The PD authorizes recovery of $51.442 million in undercollected balances across five memorandum accounts (mainly tied to the Emergency Load Reduction Program) resulting in an estimated $0.45/month residential bill impact in 2026.

SCE must remove CAISO sanctions from the ERRA/Portfolio Allocation Balancing Account because it failed to justify them and refund $1.65 million in double-charged franchise fees to departed customers via a 2026 PABA adjustment.

INSTANT ANALYSIS: This is a straightforward item. The PD gives SCE a largely clean ERRA compliance review for 2022, authorizing recovery of $51.442 million in undercollections. Additionally, the PD affirms prudent management of utility-owned generation and contracts while imposing targeted corrections for CAISO sanctions and PABA franchise-fee overcollections, which must be refunded to customers.


TRANSMISSION/FERC

PG&E filed an advice letter to notify the CPUC that it has submitted its annual Transmission Access Charge Balancing Account Adjustment (TACBAA) update to FERC, requesting new transmission rates effective March 1, 2026.

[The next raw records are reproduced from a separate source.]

PR #1415, opened 2026-08-30
actionAngleVerticalInverse: the momentum-matched canonical map

jobovy-agent:
**Update (2026-09-18):** the review threads on this PR are addressed at the top of the stack (#1517, section "Review fixes"), where the zero-energy frequency now comes from #1519's `evaluatelinearx2derivs` (the five-point stencil mentioned below is gone), the default is forty harmonics, and the tests use only the public interface. The numbers below are this PR's own at the time; the current ones are in #1517.

A single PR to `main`, built fresh off `main` rather than stacked, per your note that stack-merging into `main` is not available to me.

One degree of freedom is the case in which every step of the canonical construction is elementary, so this implements it end to end — from a requested action and angle to a point — with nothing finite-differenced and no derivative tabulated apart from the interpolants the evaluation already reads. It is now the **default** evaluation, so the inverse methods are consistent with one another; the older one remains reachable.

### The construction

The auxiliary is the harmonic oscillator of the **same** action, and its frequency cancels between the momentum and the amplitude in `p^A dx^A/deta = 2 J sin^2(eta)`. The matching condition `A^A(eta) = A(tau)` is therefore independent of *which* harmonic auxiliary is used — only its action matters.

That condition is **fitted, not inverted pointwise**. The derivative being inverted vanishes at both turning points, so a pointwise construction floors the map near `3e-4` however many harmonics are kept — a conditioning problem, not a resolution one — while fitting leaves the vanishing derivative as a factor and converges spectrally.

Everything else is then closed form: the momentum from the flux identity; the compensation for the moving turning point grouped as `p (dxmax/dJ) cos(tau)`, finite where the factored product returns `nan`; and the angle as the action derivative of the generating function the matching condition makes explicit, `W = J (eta - sin eta cos eta)`. Inverting the angle is a bracketed bisection, guaranteed because the relation is monotone and advances by exactly `2 pi`.

`K = xmax^2 / J` is stored rather than `xmax`, which vanishes like `sqrt(J)` at the bottom of the grid while `K` tends to `2/omega` — a cubic spline reconstructs `xmax` 1800x better through `K`. At `J = 0` the torus is its own auxiliary, so the map is the identity and `K` takes that limit exactly.

`E(J)` is a **Hermite** interpolant through the energies *and* their slopes, because `dE/dJ` is the frequency and is already known exactly on every grid torus. Fitting `E` alone and differentiating discards that and leaves the map disagreeing with the tabulated frequency by `4e-5` on a nine-node grid; the Hermite form makes it exact at the nodes, and `1.3e-11` against the forward transformation independently of the grid.

### Measured, against the forward transformation

Independent of everything above, so it is a yardstick rather than a self-consistency check. Through the public entry point:

| quantity | 9-node grid | 33-node grid |
|---|---|---|
| action | 3.9e-13 | 3.9e-13 |
| angle | 1.3e-3 | 8.1e-9 |
| frequency | 1.3e-11 | 1.3e-11 |

The pattern is the claim, and the tests assert it rather than three thresholds: the action is preserved **whatever the tables contain**, so it needs no fine grid; the angle reads `dD_m/dJ` from the family and converges with it; the frequency is exact at the nodes by construction and so does not depend on the grid at all.

Reconstruction returns a grid node to its own torus to `6e-11` with 28 harmonics and `5e-6` with 12, converging spectrally — the residual is the truncation of the anomaly map, not a defect.

### When the default does not apply

Both documented in the constructor. A family interpolates a cubic spline in the action, so it needs **at least four energies**; with fewer, the older evaluation is the only one available and the default falls back to it rather than refusing to construct (asking for the family explicitly still raises). And an explicit `use_pointtransform` selects the older evaluation, since the momentum-matched map **is** a point transformation and the two cannot both be in force.

Flipping the default initially broke 27 vertical tests, all on the four-energy requirement and all fixed by that fallback; the 28th was the point-transformation test, which the exclusion covers.

### One thing left for you

`Freqs` now answers **between** grid tori, where it used to raise — the canonical map evaluates there, so it has a frequency there. That fills only the case that raised: on a node the tabulated frequency still answers and `momentum_matched=False` is unchanged.

Whether `Freqs` should prefer the map’s frequency where **both** are available is a real trade I have deliberately not taken: the map differentiates an interpolated energy while the table interpolates the frequency directly, which is one order better off the nodes. Routing it costs ~4e-10 there and trips `test_actionAngleVerticalInverse_freqs_wrtVertical`; I did not want to relax a pre-existing tolerance to fit my own change. The two now agree to 1.3e-11 rather than 1e-5, so the inconsistency is six orders smaller than when I first hit it.

### Notes

- 8 new tests; the new code is at 100% coverage with **no pragmas** — including the stencil’s top-of-grid branch, which is reachable when the requested action sits on the last node and is now tested rather than excluded.
- 51 vertical-inverse tests pass in total.
- The math is written up in fast-orbits #26, where the one-dimensional case is now the first worked example of the general construction.
- Supersedes the momentum-matched parts of #1412/#1414; those and #1384/#1385 can be closed if you prefer this route.

### Review round (2026-09-16): between the grid tori

Reviewing this PR with Jo turned up that every measurement above is at a grid node, and measuring **between** the nodes exposed two defects confined to the end intervals of the family (the interior was at 1e-5 on the same nine-node grid):

- the tables were prefiltered B-splines on the energy-grid row with a **mirror boundary**, which imposes a zero slope at both ends of the grid — but D grows linearly out of the harmonic bottom, so the first and last intervals were off by ~1e-2 in the action, converging only at first order;
- the **zero-energy node's frequency was a 2018 placeholder** copied from the first torus ("should use sqrt(2nd deriv. pot)"), off by O(J_1) — 13 percent on nine nodes — which the family then interpolated through.

D and K are now not-a-knot cubic splines in the action itself, differentiated by the same spline objects the evaluation reads (canonicity stays manifest). That also removes the hand-rolled stencil and the row coordinate, and with it a silent assumption that the energies are equally spaced: a non-uniform grid of four or more energies previously gave wrong answers even at its own nodes (2.6e-2), where the old default never needed uniform spacing. The zero-energy node now carries the midplane's harmonic frequency from a five-point stencil of the force (~1e-10), for both evaluations.

Measured between grid tori, max relative action error, uniform / non-uniform grids:

| nodes | before | after |
|---|---|---|
| 9 | 1.3e-2 / 1.1e-2 | 2.5e-5 / 3.0e-5 |
| 17 | 3.2e-3 / — | 1.5e-6 / 1.2e-6 |
| 33 | 1.5e-3 / — | 8.4e-8 / 4.1e-8 |

The angle at a node on the nine-node grid improves from 1.3e-3 to 7.9e-6 (33 nodes: 1.8e-8, unchanged), so the table above is now conservative on the coarse grid; the two convergence-ratio assertions loosen from 1e-3 to 1e-2 while the absolute bounds tighten from 5e-3 to 1e-4. Two regression tests cover every interval on both grid types and the zero-energy frequency. Rebased onto main (keep-both conflict in the tests), changelog entry added. An executed walkthrough notebook comparing this evaluation with the two older ones is fast-orbits #29; it also flags that this evaluation is ~10x slower per point than the old ones (sixty-step bisection re-evaluating the angle relation), a follow-up rather than part of this PR.


galpy/actionAngle/actionAngleVerticalInverse.py
```diff
@@ -277,10 +284,21 @@ def __init__(
...
+            # (~1e-10 relative), rather than from the first torus's frequency,
+            # which is off by O(J_1) and would spoil everything interpolated
+            # through the bottom of the grid.
+            h = 1e-3 * numpy.amax(self._xmaxs) / max(self._nE - 1, 1)
+            F = lambda x: evaluatelinearForces(self._pot, x, use_physical=False)
+            omega0 = numpy.sqrt(
+                -(-F(2.0 * h) + 8.0 * F(h) - 8.0 * F(-h) + F(-2.0 * h)) / (12.0 * h)
+            )
+            self._OmegaHO[self._Es < 1e-10] = omega0
+            self._Omegas[self._Es < 1e-10] = omega0
```
jobovy, line 301: @Claude I think we should first add the second derivatives of linear potentials to main and then use that

galpy/actionAngle/actionAngleVerticalInverse.py
```diff
@@ -306,6 +324,20 @@ def __init__(
...
+        # A family needs enough energies to interpolate a cubic spline in the
+        # action; with fewer, the old evaluation is the only one available,
+        # so the default quietly falls back to it rather than refusing to
+        # construct. Asking for the family explicitly still raises.
+        # Asking for the old point transformation explicitly selects the old
+        # evaluation: the momentum-matched map IS a point transformation, and
+        # the two cannot both be in force.
+        self._momentum_matched = (
+            momentum_matched and self._nE >= 4 and not use_pointtransform
+        )
```
jobovy, line 338: @Claude I haven't reviewed #1517 yet, but I assume this will be taken out there. Just checking!

galpy/actionAngle/actionAngleVerticalInverse.py
```diff
@@ -306,6 +324,20 @@ def __init__(
...
+        if self._momentum_matched:
+            self._setup_momentum_matched_family(npt=mm_npt, nta=2 * nta)
```
jobovy, line 340: @Claude So if this replaces the usual setup rather than adding to it, why do we still do the usual setup above? Shouldn't we skip it?

Also, it would be clearest to just keep using ``mm_npt`` in all functions rather than renaming it ``npt``.

galpy/actionAngle/actionAngleVerticalInverse.py
```diff
@@ -445,6 +477,408 @@ def opt_func(coeffs):
...
+        leaves the vanishing derivative as a factor rather than a divisor.
+
+        Parameters
+        ----------
+        ii : int
+            Index of the torus.
+        npt : int, optional
+            Number of (even) harmonics to fit.
+        nta : int, optional
+            Number of anomaly samples.
```
jobovy, line 510: @Claude this cannot be set by the user? Should it be possible?

tests/test_actionAngle.py
```diff
@@ -8897,3 +8892,539 @@ def test_actionAngleVerticalInverse_polynomial_pt_offset_closed_form():
         "transformation"
     )
     return None
+
+
+def test_actionAngleVerticalInverse_momentum_matched_map():
```
jobovy, line 8897: @Claude I get that you are testing the internals to make sure they behave as they should, but in general one should avoid testing internal functions directly because it might lead to test passing and code being covered even though it doesn't really suit its purpose. So try to use public methods and if that requires bringing some variables (like ``npt``) to the foreground, that's fine.

jobovy (changes requested):

galpy/actionAngle/actionAngleVerticalInverse.py
jobovy-agent: Agreed. #1519 adds `linearPotential.x2deriv` / `evaluatelinearx2derivs` to main (the second derivative already existed internally as the misnamed `_force2deriv` for the 1D variational equations; #1519 promotes it with units, docs and tests). Once it merges I'll rebase the stack and take the zero-energy frequency from it instead of the stencil.

galpy/actionAngle/actionAngleVerticalInverse.py
jobovy-agent: Yes: #1517 removes the four-energy requirement (a family can be a single torus there), so this condition goes away in the stack.

galpy/actionAngle/actionAngleVerticalInverse.py
jobovy-agent: Yes, it should be skipped: in momentum-matched mode the family needs only each torus's x_max and its action and frequency, which its own sweep gives spectrally, so the auxiliary-angle grid, the S_n fits and the point transformation are wasted work. I'll restructure the constructor so the old setup runs only for the old evaluation, adapt the plotting methods to the momentum-matched quantities, and keep the name `mm_npt` throughout (and expose `nta` for the map as `mm_nta`, per your comment below).

galpy/actionAngle/actionAngleVerticalInverse.py
jobovy-agent: It couldn't; it will: a constructor parameter `mm_nta` (default twice `nta`), passed through as-is.

tests/test_actionAngle.py
jobovy-agent: Understood. I'll rewrite the momentum-matched tests to go through the public interface (`__call__`, `Freqs`, `J(E)`, construction parameters), including the canonicity claim as a finite-difference symplectic-defect check of the public map, and bring `mm_npt` / `mm_nta` to the constructor so the truncation and sampling tests can be expressed that way. The same treatment for the tests #1515 and #1517 added.

galpy/actionAngle/actionAngleVerticalInverse.py
jobovy-agent: Done. #1519 (`linearPotential.x2deriv` / `evaluatelinearx2derivs`) is merged, the stack is rebased onto it, and the zero-energy frequency is now `sqrt(_evaluatelinearx2derivs(pot, 0.0))` for any grid containing the bottom (galpy-mmhermite 3ba59ef4, top of the stack). Exact to round-off; the test tightened from 1e-8 to 1e-14. The stencil is gone.

galpy/actionAngle/actionAngleVerticalInverse.py
jobovy-agent: Confirmed: gone with #1517 (single-torus families build; the four-energy fallback no longer exists). The tests now build one-, two-, and three-energy families and check them against the forward transformation.

galpy/actionAngle/actionAngleVerticalInverse.py
jobovy-agent: Done in a2afc7eb (now 84eefb12 after the rebase, top of the stack): under the momentum-matched map the constructor computes the tori's actions and frequencies from the same anomaly sweep that fits the map (they agree with the forward transformation to 1e-16 / 1e-14) and returns right there, so the old tables and the auxiliary-angle machinery are never built; `nSn`/`dSndJ`/`pt_coeffs`/`pt_deriv_coeffs` raise a RuntimeError naming the mode. `mm_npt` keeps its name in every function.

galpy/actionAngle/actionAngleVerticalInverse.py
jobovy-agent: It is now: `mm_nta` is a constructor parameter, default `max(2 * nta, 8 * mm_npt)`. Exposing it turned up a silent failure worth knowing about: the sine basis aliases at the Nyquist harmonic once `mm_nta <= 4 * mm_npt` (with 64 samples and 20 harmonics the fit returned D_2 ~ 6 and H/E - 1 ~ 1e3 with no error), so that now raises a ValueError. Also added while here: the family warns when the fitted map does not reconstruct a torus's momentum to 1e-6 (for the isothermal disk with sigma = 0.5 that is E > 3, x_max > 2.7 sigma, at the default twenty harmonics, because the nearly linear outskirts make the number of harmonics needed grow as x_max / sigma), and raises when `calcxmax` gives up (its bracket stops at x = 100, so x_max > 84).

tests/test_actionAngle.py
jobovy-agent: Done: the momentum-matched tests now use only `__call__`, `xvFreqs`, `Freqs`, `J`, `E`, the constructor parameters, and raised errors/warnings. The internal claims became observable ones: canonicity is a finite-difference Poisson bracket of the public map (1 to 1e-6 at and between nodes, even on a three-energy grid where the interpolation error is 5e-4; the older evaluation's bracket is off by 3e-3 at its own nodes), table consistency is a forward-transformation round trip, the kernel's turning-point limits are finiteness and smoothness of x(theta), v(theta) through theta = pi/2, 3pi/2, and 'the map is the default' is the old mode's methods raising under it. With `setup_interp=True`, `J(E)` and `E(J)` come from the same Hermite energy interpolant as the frequency (exact inverse, works down to one torus), which the tests use to reach tori between the nodes. 48/48 vertical-inverse tests, 100% of the module from them.

jobovy (approved):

The TACBAA ensures PG&E’s retail customers either recover or refund the difference between the transmission costs PG&E pays as a load-serving entity and the revenues it earns as a Participating Transmission Owner under the CAISO Tariff.

In its December 5 FERC filing, PG&E reports a total 2026 TACBAA revenue requirement of $591.1 million, driven by a projected $20.8 million credit balance, $604.0 million in forecast TACBA costs for the coming period, and $8 million in revenue-fee and uncollectible adjustments. The resulting rate of $0.00908/kWh would be an increase from the current $0.00770/kWh.

PG&E requests authority to automatically update retail-jurisdictional tariffs once FERC authorizes the change, with adjustments typically consolidated into PG&E’s late-February retail rate filings. The rate change will apply to bundled, Direct Access, and Community Choice Aggregator customers. PG&E will later supplement the advice letter once FERC acts on the filing. Protests are due December 30.

INSTANT ANALYSIS: This TACBAA update points to a modest upward pull on March 1 retail transmission rates, driven primarily by higher forecast TACBA costs rather than true-up volatility. While routine, the increase folds into an already crowded March rate stack, meaning bundled, Direct Access, and Community Choice Aggregator customers should expect incremental pressure on total delivered prices.


PURPA

The CPUC issued Draft Resolution E-5425, which approves, with modifications, PG&E’s and SDG&E’s proposed PURPA-compliant export tariffs for customer-generators who lose Net Energy Metering or Net Billing eligibility due to prevailing-wage violations under the Public Utilities Code and a 2023 CPUC decision (D.23-11-068).

The draft resolution concludes that while the filings generally comply with the decision, an explicit 20-megawatt capacity limit must be added to align with PURPA’s mandatory-purchase rules and the 20-MW standard-offer framework in a 2020 Commission decision (D.20-05-006).

PG&E, SDG&E, and SCE to update must refile their PURPA tariffs accordingly. The earliest the CPUC will consider this item is January 15.

INSTANT ANALYSIS: This draft resolution closes the loop on the wage-violation backstop tariff by standardizing all PURPA export treatment around a 20-MW cap, aligning state practice with federal purchase-obligation limits and eliminating ambiguity that emerged after D.23-11-068. For developers and large customers, this resolves questions about how oversized NEM/NBT projects would be treated if they fall into PURPA status, while requiring all three utilities to operate from a uniform, legally defensible tariff framework.


FOOTNOTE

*For additional coverage on this DERs matter, see our summary here, where the utilities indicated that California is unprepared to operationalize dynamic or customer-level operating envelopes. All three utilities acknowledge that their Advanced Distribution Management System/Distributed Energy Resource Management System stacks lack the forecasting granularity, telemetry, modeling fidelity, and communications architecture needed to support day-ahead or hour-ahead import/export limits across the polyphase grid.